DATES: June 16, 2016.

FOR FURTHER INFORMATION CONTACT: Heidi Taylor, NMFS, 562-980-4039.

SUPPLEMENTARY INFORMATION: NMFS received a letter from CBD, an 
environmental non-governmental organization, on April 9, 2014. In the 
letter, CBD asserted that PBF (Thunnus orientalis) are not adequately 
protected under the Fishery Management Plan for U.S. West Coast 
Fisheries for Highly Migratory Species (HMS FMP) and that the Pacific 
Council failed to meet its statutory duty to develop recommendations 
for domestic regulations in response to NMFS' determination that the 
PBF stock is overfished and subject to overfishing (78 FR 41033, July 
9, 2013).
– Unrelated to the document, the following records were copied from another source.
PR #740, opened 2023-01-22
hdl.{ast,dsl}: allow Cat in matches/Case.

Arusekk:
Split from #739

### DIFF
--- a/amaranth/hdl/ast.py
+++ b/amaranth/hdl/ast.py
@@ -423,6 +423,8 @@ class Value(metaclass=ABCMeta):
         """
         matches = []
         for pattern in patterns:
+            if isinstance(pattern, Value):
+                pattern = pattern._as_const()
             if not isinstance(pattern, (int, str, Enum)):
                 raise SyntaxError("Match pattern must be an integer, a string, or an enumeration, "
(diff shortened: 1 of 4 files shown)


whitequark:
I'm not sure how much I want to add this to the language. We don't currently have a concept of a "constant expression" (`_as_const` is internal for this reason) and it would be a substantial new concept to introduce. On the flipside, I've encountered the need for this functionality myself and it's not always clear what to replace it with.

Feedback from others here is welcome. (@jfng?)

whitequark:
@Arusekk, thank you for submitting the PR. At the moment Amaranth does not have the concept of a constant expression. It would be valuable if it did; however such a change requires going through the [RFC process](https://github.com/amaranth-lang/rfcs#when-you-need-to-follow-this-process). Since this change did not go through the RFC process, unfortunately I have to close this pull request at the moment.

I've opened an issue https://github.com/amaranth-lang/amaranth/issues/751 to discuss and track progress on this change.

whitequark:
Eventually, Amaranth did get an RFC for constant-castable expressions (https://amaranth-lang.org/rfcs/0004-const-castable-exprs.html), and this change made it in.

PR #758, opened 2023-03-01
add Lattice Nexus vendor platform (using nextpnr-nexus and prjoxide)

slagernate:
tested on crosslink-nx board, blinking all 14 LEDs


amaranth/vendor/lattice_nexus.py
```diff
@@ -0,0 +1,675 @@
...
+
+    @property
+    def default_clk_constraint(self):
+        if self.default_clk == "OSC":
+            return Clock(150e6 / self.osc_div) # lscc/radiant/2022.1/docs/webhelp/eng/index.htm#page/Reference%20Guides/FPGA%20Libraries%20Reference%20Guide/Alphanumeric_Primitives_List.11.155.htm        
+        # For HFCLKOUT (created clock): ADJUSTED_PERIOD=6666.66667ps * HF_CLK_DIV
+        return super().default_clk_constraint
+
+    def create_missing_domain(self, name):
+        # Lattice ECP5 devices have two global set/reset signals: PUR, which is driven at startup
```
whitequark, line 302: Should this be changed to mention a different family?

amaranth/vendor/lattice_nexus.py
```diff
@@ -0,0 +1,675 @@
...
+            if self.default_clk == "OSC":
+                if not hasattr(self, "osc_div"):
+                    raise ValueError("OSC divider (osc_div) must be an integer between 2 "
+                                     "and 128")
+                if not isinstance(self.osc_div, int) or self.osc_div < 2 or self.osc_div > 128:
+                    raise ValueError("OSC divider (osc_div) must be an integer between 2 "
+                                     "and 128, not {!r}"
+                                     .format(self.osc_div))
+                clk_i = Signal()
+                m.submodules += Instance("OSC", p_HF_CLK_DIV=self.osc_div, o_HFCLKOUT=clk_i)
```
whitequark, line 319: Have you checked the oscillator?

amaranth/vendor/lattice_nexus.py
```diff
@@ -0,0 +1,675 @@
...
+            # There is no end-of-startup signal on ECP5, but PUR is released after IOB enable, so
+            # a simple reset synchronizer (with PUR as the asynchronous reset) does the job.
+            # LIFCL UPDATE: GSR() has a parameter (SYNCMODE) to perform synchronization of the reset to the user clock
+            m.submodules += [
+                #Instance("FD1S3AX", p_GSR="DISABLED", i_CK=clk_i, i_D=~rst_i, o_Q=gsr0),
+                #Instance("FD1S3AX", p_GSR="DISABLED", i_CK=clk_i, i_D=gsr0,   o_Q=gsr1),
+                ## Although we already synchronize the reset input to user clock, SGSR has dedicated
+                ## clock routing to the center of the FPGA; use that just in case it turns out to be
+                ## more reliable. (None of this is documented.)
+                #Instance("SGSR", i_CLK=clk_i, i_GSR=gsr1),
```
whitequark, line 338: Looks good--I think you can delete the pre-LIFCL code and only leave the current GSR configuration

amaranth/vendor/lattice_nexus.py
```diff
@@ -0,0 +1,675 @@
...
+        "LVCMOS12", "LVCMOS12H", 
+        "LVCMOS10", "LVCMOS10H", "LVCMOS10R", 
+        "SSTL135_I", "SSTL135_II", "SSTL15_I", "SSTL15_II",
+        "HSUL12", "MIPI D-PHY LP Input (LVCMOS12)"
+    ]
+    _differential_io_types = [
+        "LVDS", "LVDSE", "subLVDS", "subLVDSEH", "SLVS", "MIPI D-PHY", "LVCMOS33D",
+        "LVTTL33D", "LVCMOS25D", "SSTLD_I", "SSTL135D_I", "SSTL15D_I", "SSTL15D_II",
+        "HSUL15D_I", "HSUL12D", 
+    ]
```
whitequark, line 363: Have you checked this list against the datasheet?

whitequark (commented):
Looks very good--I've highlighted a few areas where I'd like clarification

amaranth/vendor/lattice_nexus.py
slagernate: yes

amaranth/vendor/lattice_nexus.py
slagernate: with 
```
        platform.osc_div = 2
        platform.default_clk = "OSC"
```
in Blinky.py, seems I'm getting 
```
ERROR: Cell type 'OSC' instantiated as 'cd_sync.U$$0' is not supported by this device.
```
`top.debug.v` looks like:
```
  OSC #(
    .HF_CLK_DIV("2")
  ) \U$$0  (
    .HFCLKOUT(clk_i)
  );
 ```
 LMK if I'm missing something

amaranth/vendor/lattice_nexus.py
slagernate: ok

amaranth/vendor/lattice_nexus.py
slagernate: yes

amaranth/vendor/lattice_nexus.py
whitequark: Let's just remove oscillator support then, it can be added later.

amaranth/vendor/lattice_nexus.py
gatecat: I don't think this is correct, I would expect things like `MIPI_DPHY` instead of `MIPI D-PHY` (although you could check if radiant actually supports both I doubt it?)

there's a list in nextpnr: https://github.com/YosysHQ/nextpnr/blob/2f509734dff676b7543a574b64a46be4224a5aa4/nexus/io.cc#L26 but this might not be definitive

amaranth/vendor/lattice_nexus.py
gatecat: Oops, I think I forgot to include the mapping from `OSC` to `OSC_CORE` in nextpnr

amaranth/vendor/lattice_nexus.py
gatecat: I don't think nextpnr-nexus ever gained GSR support, fyi

amaranth/vendor/lattice_nexus.py
slagernate: My bad, followed the datasheet a little too closely (https://www.latticesemi.com/view_document?document_id=52780, pg. 59). I'll fix the lowercase, and move `MIPI D-PHY` to `MIPI_DPHY` as shown in nextpnr. Will leave 'MIPI D-PHY LP Input (LVCMOS12)` as is --more so an fyi (that you can lvcmos12 for soft mipi LS, see note 6 in datasheet) than something people would actually use.

amaranth/vendor/lattice_nexus.py
slagernate: I see. I was just checking the primitives reference guide for the crosslink (`lscc/radiant/2022.1/docs/webhelp/eng/Reference Guides/`). You're right tho, pressing rst on the board does nothing.

amaranth/vendor/lattice_nexus.py
slagernate: I noticed LIteX uses OSCA --let me know if I should just use that

PR #761, opened 2023-03-03
build.run: Handle UTF-8 encoding errors in SSH output gracefully

neuschaefer:
In some cases, a toolchain might produce shell output that isn't correct UTF-8. To avoid crashing in such cases, pass errors="replace" to bytes.decode.

For example, Lattice Diamond uses the Latin-1 encoding for some reason. This recently broke my setup because the month turned to "März" in a German locale:

--- Start Time: Fr. M�r 3 20:01:41 2023


whitequark:
Thanks!

PR #767, opened 2023-03-21
hdl.ast: Test *Castable subclasses on definition.

Arusekk:
The `__init_subclass__` method fires on class definition rather than use. It also has the bonus impact that no `__new__` method is defined, so the classes can be correctly detected as mix-in classes by modules such as enum.


whitequark (approved):
Thank you! This is a very good idea that didn't occur to me for some reason.

This will also improve the documentation, because at the moment `__new__` is confusing sphinx-autodoc in a way that's fairly irritating. Good things all around!

PR #799, opened 2023-06-01
Fix tests on 3.12

whitequark:


mwkmwkmwk:
> It looks like (according to @mwkmwkmwk) the following test failure is a Python regression and not an Amaranth issue:

(to be clear, I think it's a coverage.py issue on new Python version, not a Python regression)

whitequark:
Ah sorry, I was distracted and missed that part!

mwkmwkmwk:
For reference, the remaining test failure is caused by https://github.com/python/cpython/issues/105162 , which has just been fixed in git main; the fix will presumably be included in the next 3.12 beta.

PR #801, opened 2023-06-04
Allow pyvcd 0.4

psentee:
The only breaking change in 0.4 is dropping support for Python 3.6, which Amaranth has already dropped. It also adds official support for 3.10 and 3.11.

https://github.com/westerndigitalcorporation/pyvcd/blob/3ad7340072791e695e32cfb51135b751a8ddab41/CHANGELOG.rst


whitequark (approved):
Thanks!

PR #814, opened 2023-06-07
hdl.ast: fix shape for subtraction.

### LINKED ISSUE #813: Subtract of unsigned `Value`s should have signed shape
```
>>> a = Const(1) - Const(2)                                                                                                                                                                     
>>> a.shape()
unsigned(3)
```

The correct result here (`-1`) is obviously not representable in an unsigned shape.

mwkmwkmwk:
Fixes #813.


whitequark (approved):
LGTM

PR #820, opened 2023-06-07
hdl.ast: make `Value.__abs__` return unsigned shape.

mwkmwkmwk:


amaranth/hdl/ast.py
```diff
@@ -263,7 +263,7 @@ def __ge__(self, other):
 
     def __abs__(self):
         if self.shape().signed:
-            return Mux(self >= 0, self, -self)
```
whitequark, line 266: I think this could use `as_unsigned`?

mwkmwkmwk: slicing already implicitly converts to unsigned, and `as_unsigned` without slicing would result in the shape being needlessly one bit wider than input

whitequark (approved):
LGTM

PR #826, opened 2023-06-22
sim._pyrtl: py3.12+: convert to int before bitwise negating.

charlottia:
Amaranth bitwise negation `~` compiles to Python bitwise negation `~` in simulation; the same holds for comparison operators such as `==`. Thus an expression such as `~(a == b)` in simulation will compile to Python that takes the bitwise negation of the comparison result, which will be an actual bool.

On 3.12, the result is a `DeprecationWarning` emitted only at simulation run-time.

When negating in simulation, coerce the value to an int. `mask` is sufficient as we do no further arithmetic here.

### DIFF
--- a/amaranth/sim/_pyrtl.py
+++ b/amaranth/sim/_pyrtl.py
@@ -138,7 +138,7 @@ class _RHSValueCompiler(_ValueCompiler):
         if len(value.operands) == 1:
             arg, = value.operands
             if value.operator == "~":
-                return f"(~{self(arg)})"
+                return f"(~{mask(arg)})"
             if value.operator == "-":
                 return f"(-{sign(arg)})"
             if value.operator == "b":
--- a/tests/test_sim.py
+++ b/tests/test_sim.py
@@ -1,4 +1,5 @@
 import os
+import warnings
 from contextlib import contextmanager
 
 from amaranth._utils import flatten
@@ -871,6 +872,15 @@ class SimulatorIntegrationTestCase(FHDLTestCase):
             with open(os.path.devnull, "w") as f:
                 with sim.write_vcd(f):
                     pass
+
+    def test_no_negated_boolean_warning(self):
+        m = Module()
+        a = Signal()
+        b = Signal()
+        m.d.comb += a.eq(~(b == b))
+        with warnings.catch_warnings(record=True) as warns:
+            Simulator(m).run()
+            self.assertEqual(warns, [])
 
 
 class SimulatorRegressionTestCase(FHDLTestCase):


whitequark (approved):
LGTM, thank you!

Do you happen to know why we aren't hitting that in existing tests? We have `PYTHONWARNINGS=error` but the build succeeds silently for some reason...

whitequark:
Huh that's an interesting failure! Let me retry.

charlottia:
> Huh that's an interesting [failure](https://github.com/amaranth-lang/amaranth/actions/runs/5348336375/jobs/9698085573)!

O_O. Worrying.

> Do you happen to know why we aren't hitting that in existing tests? We have `PYTHONWARNINGS=error` but the build succeeds silently for some reason...

I believe it's as simple as no existing simulation test covering this. Here's an example I've come up with which actually brings us some new questions:

```python
    def test_invert(self):
        stmt = lambda y, a: y.eq(~a)
        self.assertStatement(stmt, [C(0b0000, 4)], C(0b1111, 4))
        self.assertStatement(stmt, [C(0b1010, 4)], C(0b0101, 4))
        self.assertStatement(stmt, [C(0,      4)], C(-1,     4))
```

This is the existing `tests.test_sim.SimulatorUnitTestCase.test_invert`. Consider this statement instead:

```python
y.eq(~a | ~(a == a))
```

Firstly, this will trigger the warning (on 3.12, without the commit from this branch).

Secondly, should this cause the assertions to fail, or not? `a == a` should effectively reduce to `C(1, 1)`, `~(a == a)` to `C(0, 1)`, and so the whole expression should reduce to `~a | C(0, 1)` and make no difference to the result.

That doesn't happen, though:

```
======================================================================
FAIL: test_invert (tests.test_sim.SimulatorUnitTestCase.test_invert)
  File "/home/charlotte/g/amaranth/tests/test_sim.py", line 47, in test_invert
    self.assertStatement(stmt, [C(0b1010, 4)], C(0b0101, 4))
[...]
  File "/home/charlotte/g/amaranth/tests/test_sim.py", line 39, in process
    self.assertEqual((yield osig), output.value)
AssertionError: 15 != 5
```

The reason is the use of `self(lhs)` and `self(rhs)` in compiling bitwise binary operators. Because we don't mask the operands, we end up with:

```python
((~(0xf & slots[1].curr)) | (~(0x1 & ((0xf & slots[1].curr) == (0xf & slots[1].curr)))))
# =>
((~(0xf & slots[1].curr)) | (~(0x1 & True)))
# =>
((~(0xf & slots[1].curr)) | ~0x1)
# =>
((~(0xf & slots[1].curr)) | -2)
# =>
((~0b1010) | -2)
# =>
(0b0101 | -2)
# =>
0b0101 | 0b1110
# =>
0b1111
```

When correctly masked, we end up with `(0x1 & (~0x1))` on the RHS, which gives `0` as expected.

If you concur, happy to open a PR to further test and address this.

whitequark:
> The reason is the use of `self(lhs)` and `self(rhs)` in compiling bitwise binary operators. Because we don't mask the operands, we end up with:

Oh no!! This is *definitely* a bug. Thank you for discovering it!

Specifically, CBD petitioned NMFS to amend the HMS FMP or 
initiate a rulemaking under the authority of the MSA, 16 U.S.C. 1801 et 
seq., to include PBF as a prohibited species until the stock is 
rebuilt, thereby placing a moratorium on retention of PBF by U.S. 
fishing vessels. As an alternative, CBD proposed that NMFS establish 
annual catch limits and a permanent minimum size requirement to protect 
PBF of age classes 1 and 2 and that NMFS amend the HMS FMP to establish 
specific reference points for PBF to guide science-based management of 
the stock. Outside of the scope of the petition for rulemaking, CBD 
requested that NMFS develop recommendations to the Secretary of State 
and Congress to end PBF overfishing at the international level.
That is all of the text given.